On Disdain
by David Warren - December 31, 2006
Reprinted with permission.
If you ask, it may be given. That is why you might hesitate to pray for courage. Or so went the reasoning of a friend who noticed that when she prayed for courage she not only received it, but was immediately projected into circumstances in which it would be tried. Well, she lived to joke about it. My own more frugal strategy has been to pray for such qualities only as last resort.
The death of an old friend—who ought to have been famous throughout Catholic Christendom, but instead became an un-person on its Canadian fringe—has put me in mind of courage. His name was Larry Henderson, and he swam into the world inconveniently loaded with talent, daring, humor, and the instinct for leadership. He cut a figure no matter what he did—from stage acting in early life, to soldiering in World War II, to broadcast and then print journalism—through miscellaneous swashbuckling adventures. In his 30s, during the 1950s, he was a Canadian household face—the first solo anchor of the CBC National News. But by the time he died in his sleep at age 89 last November, he was unknown for much greater achievements.
His conversion to Catholicism was among his wrong moves, had the purpose of his life been self-promotion. His relations with colleagues in the Canadian mainstream media were part of a long history of wrong moves, as he consistently stood on principle for craft, fact, and the keeping of distinctions between right and wrong. He had a temper, to be sure—quite closely allied with his comic sense—and carried a reputation for "unprofessionalism" forward from the day he walked off a live news set when a film clip failed to roll. He was invincibly human.
"A prophet and a knight," as I insisted on describing him in a brief obituary note I wrote just after his death. This was not grief speaking: I had known Larry for some years and was well-acquainted with these realities.
The gift of prophecy is another thing for which we might hesitate to pray. It consists in seeing and saying what is really going on; it has little to do with predicting the future. For the future is always unfolding now. As editor of Canada's Catholic Register in the 1970s, Larry made the entire paper a prophetic voice—against the abortion culture that was encroaching all around us, against the cults of moral and aesthetic ugliness. But there, too, he made the wrong career moves and ended up launching his own Catholic paper, The Challenge, as a Roman candle in the dark night of the soul.
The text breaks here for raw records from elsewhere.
PR #34134, opened 2021-12-06
Fix function names in class symbol hover and hover over new expressions

### LINKED ISSUE #33670: Missing Hover for function initialisation after code completion
**Description:**

Screenshot 2021-11-05 at 21 03 38

Here there was a hovering object with the function definition, with the latest version this is missing.

Also, this hover object does not include default values.

### LINKED ISSUE #33671: Missing details in hover such as function name and stream completion type
**Description:**
Function names are not visible for object hover
Screenshot 2021-11-05 at 21 02 56

Stream completion type is incomplete `sql:Error?` is seen as `sql:?`
Screenshot 2021-11-05 at 21 04 07

IMS94:
## Purpose
$subject

Fixes #33670
Fixes #33671

## Approach
1. Updated `HoverUtil` to provide hover for expressions when a symbol is not found. 
2. Updated hover of class symbols to use function symbols' signature instead of function type symbols' signature.

Screenshot from 2021-12-06 10-14-05

Screenshot from 2021-12-06 10-14-11

## Check List 
- [ ] Updated Change Log
- [ ] Added necessary tests
  - [ ] Unit Tests
  - [ ] Spec Conformance Tests
  - [ ] Integration Tests
- [ ] Increased Test Coverage   
  - [ ] API documentation 
  - [ ] Ballerina By Examples


gayalkuruppu (dismissed):
LGTM

language-server/modules/langserver-core/src/main/java/org/ballerinalang/langserver/hover/HoverUtil.java
```diff
@@ -81,6 +87,16 @@ public static Hover getHover(HoverContext context) {
         // Check for the cancellation after the time consuming operation
         context.checkCancelled();
         if (symbolAtCursor.isEmpty()) {
+            Range nodeRange = new Range(context.getCursorPosition(), context.getCursorPosition());
+            NonTerminalNode nodeAtCursor = CommonUtil.findNode(nodeRange, srcFile.get().syntaxTree());
+            if (nodeAtCursor != null) {
+                MatchedExpressionNodeResolver expressionResolver = new MatchedExpressionNodeResolver(nodeAtCursor);
```
nadeeshaan, line 93: I see that we are reusing the Code Action's node finder util here. Shall we make a note to introduce a common API/ visitor in the future?

nadeeshaan (dismissed):
LGTM

language-server/modules/langserver-core/src/main/java/org/ballerinalang/langserver/hover/HoverUtil.java
```diff
@@ -120,6 +136,52 @@ private static Hover getHoverForSymbol(Symbol symbol, HoverContext context) {
...
 
+    /**
+     * Get hover for expression nodes. Note that we are supplying hover for a selected set of expressions.
+     *
+     * @param context  Context
+     * @param exprNode Expression node
+     * @return Hover
+     */
+    private static Hover getHoverForExpression(HoverContext context, Node exprNode) {
+        switch (exprNode.kind()) {
```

No prophet goes entirely unnoticed in his own country, and the priest who spoke the homily over Larry's coffin was among the few alert. Without eulogizing, he painted the man as he was, expecting his ascent through purgatory with the qualities he had exhibited on earth. But the priest then added: "In a deeper way, he also takes with him all the suffering of his life, all the misunderstanding, all the contempt; the careless dismissal of his outstanding cultural and intellectual attainments; and the disdain for a rich, sensitive, and so often very funny humanity."
This key point is overlooked in our post-Christian accounts of the heroic. We cannot expect rewards in this world for witnessing to the truth. Nor could we often expect them in past centuries. This world is, as the knowledgeable Hunter S. Thompson described the pop music business, "a shallow money trench, a long plastic hallway, where pimps and thieves run free, and good men die like dogs."
And to paraphrase further, this is the good news. For the good man carries the spittle as a badge of honor—to a place where the just are in everlasting remembrance, and fear no evil reports.
David Warren is a Canadian journalist who writes mostly on international affairs. His Web site is www.davidwarrenonline.com.